Working with AI
23 Apr 2025
Over the past year, I’ve been working a lot more with AI. I’m not a machine learning or deep learning expert — and honestly, I never set out to be — but in the last few years AI has become a technology you just can’t ignore. And actually learning how it works has actually been a lot of fun.
I’ve already written here about how I use AI for coding, but today I want to share a few lessons from a slightly different angle: building software that leverages AI.
Build your own golden dataset
If you want AI to perform a task for you, you first have to do the task yourself.
It may seem easier start writing prompts and check the results, but without a proper dataset to measure the performance you can’t have confidence if it’s working well or not.
Building such a dataset is very tedious, especially for software engineers (like me) who love to automate everything, but it is important.
For example: if you want the AI to classify documents and assign labels, you’ll need to manually label at least 100–200 documents yourself. Basically, you’re building a questions and answers set that will give you a way to measure if the AI is doing the job properly.
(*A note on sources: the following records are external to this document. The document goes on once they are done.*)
Issue #328, opened 2020-01-24
Escape reserved keywords


paiv:
Trying to mock protocols with escaped reserved keywords:
```swift
protocol Example {
    func `nil`() -> Void
}
```

Generates a mock with compilation errors like:

```swift
     func nil()  {
//        ^
// Keyword 'nil' cannot be used as an identifier here
```

mwoollard:
I'm effected by this so am going to take a look at resolving.

MatyasKriz:
Thanks to @sk409 for implementing this! This change will be included in the next release, though I'll close the issue so I don't forget. 🙂

PR #412, opened 2022-02-05
Escape reserved keywords.

sk409:
I escaped reserved keywords which is not allowed to be used as method name to fix this issue(#328)

This is my first PR, if I made a mistake, please point it out.


MatyasKriz:
Merged. 🙂 Thanks for the pull request! It will be included in the next release.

Without a solid dataset like this, you’re blind. You can test a few inputs but you’ll have no real confidence that it’s going to work for your users at scale.
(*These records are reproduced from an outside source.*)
PR #415, opened 2022-02-14
Ignore missing input files.

### LINKED ISSUE #404: Missing input paths lead to messed up output files
When a user provides input paths to missing files and output into multiple files is active,
the generator will mess up the output files.

## Example

Existing files: A, C
User Input: A, B, C
Generated Output files: MockA, MockB

MockB will contain output for C.
MockC will be missing.

Bug is located in `GenerateMocksCommand` as can be seen in the following excerpt.
The output loop uses `inputPathValues` as source for output paths.
But `inputPathValues` is unfiltered. Actually used files are located in `inputFiles`.

Snippet from line 72 - 77:

```swift
let inputPaths = inputPathValues.map { Path($0) }
for (inputPath, outputText) in zip(inputPaths, mergedFiles) {
    let fileName = options.filePrefix + inputPath.fileName
    let outputFile = TextFile(path: outputPath + fileName)
    try outputText |> outputFile
}
```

So my recommendation is: start by building a small but good dataset, then write code that checks if the AI’s output matches what you expect. It gives you a reliable foundation to build and test against.
Ask for reasoning
When working with AI, it’s very useful to ask not just for an answer, but for a reasoning field or also known as chain of thought in the output — a little explanation of how the AI got there.
This helps in two ways:
- it actually makes the AI reason better internally. When it generates tokens (words), it thinks better if you encourage it to explain itself.
- it helps you debug your prompts. By reading the reasoning, you can quickly spot if the AI misunderstood what you wanted — and refine your instructions.
In my case, analyzing the reasoning output made it clear when the AI didn’t fully get my intent. Without that feedback, I would’ve been trying things out blindly.
A small tip if you want to keep things clean: you can ask the AI to format its output in JSON, or use simple HTML/XML tags to separate the real response from the reasoning part. That way, your app can easily parse and ignore the reasoning when it’s not needed.
Be lean with frameworks
Right now, there’s a huge explosion of AI frameworks. There are tools to evaluate model responses, to abstract building RAGs, to build agents… you name it.
But my advice is simple: stay lean.
Most of these frameworks are very early, and their abstractions might not survive long-term. It’s better to get closer to the metal — build your own abstraction and understand how things work at a low level.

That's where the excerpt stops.